TASK STATEMENT
Look below. Copy each line that has "PersonaCoin" in it.

(RECORDS FOR THE EXERCISE)

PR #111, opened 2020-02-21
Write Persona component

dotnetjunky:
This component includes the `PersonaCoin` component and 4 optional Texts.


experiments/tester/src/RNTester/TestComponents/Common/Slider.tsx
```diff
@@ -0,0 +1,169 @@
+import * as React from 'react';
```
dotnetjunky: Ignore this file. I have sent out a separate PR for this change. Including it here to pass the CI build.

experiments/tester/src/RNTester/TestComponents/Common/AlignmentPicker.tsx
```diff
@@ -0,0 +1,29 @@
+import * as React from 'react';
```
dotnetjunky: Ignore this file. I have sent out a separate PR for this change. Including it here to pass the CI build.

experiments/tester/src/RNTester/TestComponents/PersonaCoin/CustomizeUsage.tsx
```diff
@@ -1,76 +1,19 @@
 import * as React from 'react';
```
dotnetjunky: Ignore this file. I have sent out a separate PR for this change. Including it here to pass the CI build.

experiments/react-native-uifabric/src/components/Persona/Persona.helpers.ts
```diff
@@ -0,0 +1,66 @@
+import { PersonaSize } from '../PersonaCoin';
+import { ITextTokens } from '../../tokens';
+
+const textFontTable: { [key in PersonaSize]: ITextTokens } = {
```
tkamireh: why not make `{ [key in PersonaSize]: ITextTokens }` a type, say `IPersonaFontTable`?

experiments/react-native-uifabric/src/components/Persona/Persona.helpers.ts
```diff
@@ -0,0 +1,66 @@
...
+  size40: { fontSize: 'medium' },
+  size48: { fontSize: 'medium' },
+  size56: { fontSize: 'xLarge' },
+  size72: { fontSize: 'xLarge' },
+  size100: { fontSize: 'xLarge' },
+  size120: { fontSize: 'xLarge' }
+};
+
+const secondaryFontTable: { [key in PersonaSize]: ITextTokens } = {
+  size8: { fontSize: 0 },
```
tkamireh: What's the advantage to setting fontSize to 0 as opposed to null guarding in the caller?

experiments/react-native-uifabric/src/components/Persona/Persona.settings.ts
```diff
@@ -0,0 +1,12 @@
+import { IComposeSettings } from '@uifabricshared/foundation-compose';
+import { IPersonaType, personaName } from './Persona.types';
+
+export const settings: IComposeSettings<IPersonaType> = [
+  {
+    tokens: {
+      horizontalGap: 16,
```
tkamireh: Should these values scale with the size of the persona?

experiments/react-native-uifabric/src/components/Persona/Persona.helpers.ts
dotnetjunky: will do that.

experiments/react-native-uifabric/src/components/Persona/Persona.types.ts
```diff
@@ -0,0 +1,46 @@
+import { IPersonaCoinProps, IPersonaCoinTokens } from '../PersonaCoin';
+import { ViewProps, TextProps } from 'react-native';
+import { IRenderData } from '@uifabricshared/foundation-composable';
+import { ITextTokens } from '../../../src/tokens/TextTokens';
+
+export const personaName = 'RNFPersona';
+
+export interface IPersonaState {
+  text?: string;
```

(End RECORDS FOR THE EXERCISE)

EXERCISE RESULT
This component includes the `PersonaCoin` component and 4 optional Texts.
experiments/tester/src/RNTester/TestComponents/PersonaCoin/CustomizeUsage.tsx
+import { PersonaSize } from '../PersonaCoin';
+import { IPersonaCoinProps, IPersonaCoinTokens } from '../PersonaCoin';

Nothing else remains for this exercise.